Se queremos o advento de novos tempos, no presente cabe a profilaxia dos aposentos.
O homem que descobre uma nova verdade científica precisou, anteriormente, despedaçar em átomos tudo o que aprendera, e chega à nova verdade com as  mãos sujas de sangue do massacre de mil superficialidades.
(
Gasset, José Ortega Y, Rebelião das massas, cit. Rohmann, Cris, p. 298.)
Tecerei algumas observações, à cerca do que vi, e do que de certo modo tentei fazer.

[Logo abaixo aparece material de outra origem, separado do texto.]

PR #5352, opened 2015-06-09
minor correction to detection of NEC devices

matt-kv:
It also prevents user agents containing e.g. "OfficeLiveConnector.1.3" to be wrongly detected as Nec.

### DIFF
--- a/regexes/device/mobiles.yml
+++ b/regexes/device/mobiles.yml
@@ -1929,7 +1929,7 @@ M.T.T.:
 
 # nec
 NEC:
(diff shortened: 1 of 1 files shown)


sgiehl:
That should not be the case. See https://github.com/piwik/device-detector/blob/master/Parser/ParserAbstract.php#L164 which is used to check the regexes. So "Connector" should not match for "NEC".

matt-kv:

O plano das idéias desconhece fronteiras, podemos fazer terra arrasada de tudo, para daí edificarmos um sistema compatível com o cenário da natureza, e com seu ator principal. O espetáculo, contudo, não pode parar. Somos vedados a promover total implosão dessa arapuca na qual uns sobrepujam os outros através de uma dialética de inversão de valores, onde o mais esperto, não o mais competente, o amoral, não o ético, o impostor, não o autêntico, o malandro, não o responsável, assume as rédeas de uma carruagem sempre destinada, pela loquacidade do condutor, a despencar nas pirambeiras. E já que não é possível tudo arrasar, e a fim de não sujar demasiadamente minhas mãos, utilizei um laser para retirar os tumores diretamente de onde eles foram instalados.

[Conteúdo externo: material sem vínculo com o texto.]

PR #5360, opened 2015-07-11
Regex for HTC One M8 and OnePlus One

ercpe:


sgiehl:
Would you mind adding tests for the new detections?

ercpe:
Not at all.

PR #5361, opened 2015-07-13
Skip bot detection

phoenix-mstu:
I use device-detector to switch between mobile and desktop version of my website based on visitor's user-agent. Google bot also visits my website using different user agents - mobile and desktop. So I need somehow to switch off the bot detection to show a valid page to Google Bot (otherwise the bot is ever detected as "not mobile" client).


sgiehl:
Thanks for that PR. Guess that might be useful for others, aswell.

PR #5366, opened 2015-08-16
Add Stringer user-agent regex

swanson:
The full user agent for [Stringer](https://github.com/swanson/stringer) (a self-hosted RSS reader) is:

``` ruby
USER_AGENT = "Stringer (https://github.com/swanson/stringer)"
```

We don't report a version - is it alright to omit it from the yml file here?


sgiehl:
Would you mind adding a test?

swanson:
Tests added, squashed into the other commit.

PR #5386, opened 2015-12-09
Add detection for Coc Coc browser

hongquan:
Homepage: http://coccoc.vn/en/

This is 1 of the two most popular browsers in Viet Nam (the other one is Chrome).


sgiehl:
Thx for the PR :+1:

PR #5423, opened 2016-01-30
Lots of Podcatchers from podseed.org

fstern:
Hi, 

I went through 3 years worth of podseed.org logs and added most Podcast Clients to the "mediaplayers" file and also a few other clients I found.


sgiehl:
Need to have a closer look at this PR to ensure all added regexes are correct and in the correct "category"

Would you mind adding tests for the newly added detections? Or maybe you send a list of useragents to stefan@piwik.org. Then I'll add the tests on my own to validate the regexes.

fstern:
Hi Stefan, 

sure, I'll add some tests for the Useragents. I thought the category "mediaplayer" would be appropriate for most podcatchers.

sgiehl:
I guess as long as the podcatchers are local tools, the category mediaplay should be the best match.
Online services fetching podcasts without any user action should maybe better be added as a bot, as I don't think they should be detected as a real client.

sgiehl:
Do you have time to rebase your pull request and add some tests?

Identifiquei a diligência. Ela foi criada no fito de defender os passageiros dos malvados índios, aqueles desenfreados renascentistas dos oltramonti que teimavam varar a minicordilheira para saqueá-los. Em busca exclusiva da segurança, a Nação criou o Estado, e suas fronteiras. Por paradoxo, mas não por acaso, a começar pelos rincões latinos, e se espraiar por outros ladinos, ninguém mais teve sossêgo: "A guerra significa o Estado no seu mais efetivo crescimento e elevação; significa política." Scheler, Max, cit. Popper, K.: 78Napoleão confirmou a necessidade dos povos continentais concentrarem suas forças na defesa de todos, e a Germânia, espoliada, estuprada, para ser mais enfático, haveria de juntar o rescaldo em torno da bandeira humilhada. Hegel traduziu o manual de intruções dos franceses Descartes e Rousseau, os prussianos demoraram uns dez lustros, mas afinal veio Bismarck.

A isso se dava o nome de “progresso”:“Hegel, como Heráclito, acredita ser a guerra o pai e a mãe de todas as coisas.” (Popper, K.: 44)

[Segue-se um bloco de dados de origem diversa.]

PR #5435, opened 2016-02-17
Remove unused param

emirb:


sgiehl:
That "unused" parameter is to be consistent with doctrine/cache (https://github.com/doctrine/cache/blob/master/lib/Doctrine/Common/Cache/Cache.php#L79)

Tanta mutilação nos campos de batalha requeria uma mínima responsabilidade dos executores. Então o marechal-da-guerra criou o sistema de recuperação e acompanhamento dos inválidos.
O Estado passou a prover a saúde, não só dos infaustos digladiantes, mas das famílias que eles abandonavam, de modo obrigatório.
Ao retirar do campo, da produção, o enorme contingente que necessitava, o qual invariavelmente seria dizimado, o Estado se obrigava também à subsistência alimentar daquelas desgraçadas famílias. Sua assistência se fazia imperial, no âmbito da previdência.
Marx convocara todos os operários do mundo a se unirem contra os patrões, o maior patrão. O Estado, logo trataria de arrefecer o furor. Ao conceder pequenas benesses, retiradas dos espólios, alguns da própria produção, e depois por artificialismos, aos infortunados, o Estado garantia a fidelidade. Deste modo, ele passou a interferir, diretamente, no aparelho produtivo, taxando os produtores em prol dos desafortunados operários requisitados à bucha-de-canhão.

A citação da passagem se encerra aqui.